# TRY IT
Check every line of the data below for "just". Copy each one that has it.
● ● ● ●
PR #12927, opened 2025-12-04
Give Competition Images a max size

FinnIckler:
image
image
Also moves the image card next to the venue details as per bug sheet

### DIFF
--- a/next-frontend/src/components/competitions/Cards.tsx
+++ b/next-frontend/src/components/competitions/Cards.tsx
@@ -130,6 +130,7 @@ export function AdditionalInformationCard({
         <MarkdownProse
           as={Card.Description}
           content={competitionInfo.information}
+          imageProps={{ maxW: "sm" }}
           textStyle="body"
         />
       </Card.Body>


next-frontend/src/components/Markdown.tsx
```diff
@@ -25,6 +25,7 @@ export const MarkdownProse: PolymorphicComponent<
               {children}
             </ChakraLink>
           ),
+          img: (img) => <Image src={img.src} maxW="sm" alt={img.alt} />,
```
gregorbg: Globally implementing this for all Markdown parsed sections is not a good idea imo. What if you give the whole Markdown field (at the place where you're inserting it) a `maxWidth`?

FinnIckler: That will not solve the problem. I want the text to still fill all the space, but just the images to have a max size

FinnIckler: maybe as an option in the markdown component?

gregorbg: Yup. Mind if I hijack your PR for just one commit? I know the Chakra type system quite well

FinnIckler: go ahead!

gregorbg: There you go 😉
● ● ● ●
# WRITTEN RESPONSE
FinnIckler: That will not solve the problem. I want the text to still fill all the space, but just the images to have a max size
gregorbg: Yup. Mind if I hijack your PR for just one commit? I know the Chakra type system quite well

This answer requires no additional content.